Given the paucity of data and analysis for women’s soccer, I thought it would be a worthwhile summer project to build an Expected Goals (xG) model for the NWSL. If you’re unfamiliar with Expected Goals, I’ve written a few posts about the math behind the model that are probably worth reading: A Very Preliminary NWSL Expected Goals Model: xG 101 and Expected Goals 201: xG For Soccer Analytics Majors. The basic idea is taking characteristics of shots like distance from goal, angle to the center of goal, whether it was kicked or headed, whether it came from a counter attack, etc., and calculating the probability that a given shot turns into a goal. Shots are rated on a scale from 0-1, with the number being the probability of a shot scoring.
I’ve been tweeting some of the things I’ve found, but they’ve been scattered across a number of tweets and days, so I wanted to combine them all into one post and talk about some of the plots in a little more detail than is allowed in 140 characters (116 after the image).
This plot shows the relative xG scores for each game over the weekend. Most of the games were fairly close in terms of shot quality, except for Houston v. Orlando which was fairly one-sided (both in actual score and shot quality). I don’t have xG maps, but I think this is a clean, clear presentation of what happened in each of the games from the weekend.
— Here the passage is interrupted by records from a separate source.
PR #1895, opened 2024-06-24
docs(styleguide) Add formatting and explanations to the Style guide 

Manangka:
In this PR the styleguide has been extended

- The rules have grouped in different sections to which can be linked
- Examples have been added to most of the rules to clarify the intent

Checklist of items for pull request

- [ ] Closed issue #xxxx
- [ ] Referenced issue or pull request #xxxx
- [ ] Added new test or modified an existing test
- [ ] Ran `black` on new and modified autotests
- [ ] Formatted new and modified Fortran source files with `fprettify`
- [ ] Added doxygen comments to new and modified procedures
- [ ] Updated meson files, makefiles, and Visual Studio project files for new source files
- [ ] Updated [definition files](/MODFLOW-USGS/modflow6/tree/develop/doc/mf6io/mf6ivar)
- [ ] Updated [develop.tex](/MODFLOW-USGS/modflow6/doc/ReleaseNotes/develop.tex) with a plain-language description of the bug fix, change, feature; required for changes that may affect users
- [ ] Updated [input and output guide](/MODFLOW-USGS/modflow6/doc/mf6io)
- [ ] Removed checklist items not relevant to this pull request

For additional information see [instructions for contributing](/MODFLOW-USGS/modflow6/.github/CONTRIBUTING.md) and [instructions for developing](/MODFLOW-USGS/modflow6/.github/DEVELOPER.md).

PR #1896, opened 2024-06-24
refactor(sfr): implement submodules for SFR flow methods

jdhughes-usgs:


src/Model/GroundWaterFlow/submodules/sm-gwf-sfr-constant.f90
```diff
@@ -0,0 +1,45 @@
+submodule(SfrModule) sm_gwf_sfr_constant
+contains
+
+  !> @brief Method for solving for standard reaches
+    !!
+    !! Method to solve the continuity equation for a SFR package
+    !! reach using the standard approach.
```
langevin-usgs, line 7: Is this routine description correct?  Seems like it should describe how we solve for constant stage reaches?

src/meson.build
```diff
@@ -162,6 +162,8 @@ modflow_sources = files(
     'Model' / 'GroundWaterFlow' / 'gwf-uzf.f90',
     'Model' / 'GroundWaterFlow' / 'gwf-vsc.f90',
     'Model' / 'GroundWaterFlow' / 'gwf-wel.f90',
+    'Model' / 'GroundWaterFlow' / 'submodules' / 'sm-gwf-sfr-steady.f90',
```
langevin-usgs, line 165: If these are already in a folder named submodules, do they need an "sm" prefix in the file name?  Maybe we can drop the "sm"?

src/Model/GroundWaterFlow/submodules/sm-gwf-sfr-steady.f90
```diff
@@ -0,0 +1,305 @@
+submodule(SfrModule) sm_gwf_sfr_steady
```
langevin-usgs, line 1: Just throwing this out there for discussion -- if the submodule is part of SfrModule, then does the submodule name need to include "gwf_sfr" in it?  (as a separate note, we probably need to rename SfrModule to GwfSfrModule at some point to be consistent with other parts of the code).

In following with our other naming conventions, should the submodule name, then be SteadySubmodule since it by definition determined to part of gwf_sfr?

src/Model/GroundWaterFlow/submodules/sm-gwf-sfr-constant.f90
```diff
@@ -0,0 +1,45 @@
...
+    !!
+  !<
+  module subroutine sfr_calc_constant(this, n, d1, hgwf, qgwf, qd)
+    ! -- dummy variables
```
langevin-usgs, line 11: Minor annoying comment -- if we are ditching the "--" in comments, maybe start off fresh with these two new submodule files?

langevin-usgs (commented):
I like the submodules, and after reading about them, they do offer nice compiling benefits as well as better organization.  I added a few annoying comments about naming in case we want to fine tune that a bit, but going with what's here now is also fine by me.

Since we are moving into submodules, we should probably add a section to the style guide under development in #1895 at some point.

The next plot shows cumulative player xG/Shot Quality scores over the first two weeks. Two things stand out here to me. The first is Jessica McDonald’s massive lead on everyone on her team (and the league which we’ll see in a minute), and the balance among the Portland Thorns: few players taking seemingly high quality shots. Comparing this to FC Kansas City with a larger number of players taking relatively low quality shots.
The third graph shows the top 20 players in the cumulative shot quality rankings. I tried color-coding by team, but with so many teams relying on red or blue it didn’t come out as well as I’d like. The good news is that Orlando (purple) and Houston (orange) stand out. USWNT players are doing well here – Alex Morgan is in second place (far) behind, with Jessica McDonald, Lindsey Horan, Carli Lloyd, and Christen Press all in the top few spots. Jessica McDonald is leading the pack by a long way though, with zero goals so far unfortunately for the WNY Flash.
This graph is similar to the previous one but instead of the top 20 it includes everyone who has taken a shot this season so you can see where your favorite player ranks.
The last two plots serve both as a diagnostic plot of my measure: how well does my xG score predict actual goals? In this first one, the dotted line represents a 1:1 relationship between expected goals and actual (non-penalty, non-own) goals scored, which is a “perfect” correspondence between my measure and the “real world.” I’ve got five teams (Chicago, Orlando, Washington, and Kansas City) basically on the line, which I’m really happy with, two other teams (Portland and Seattle) close, and three outliers (WNY, Boston, and Houston). I’m really happy with this so far, and despite the small sample size this season so far I think the model is performing well.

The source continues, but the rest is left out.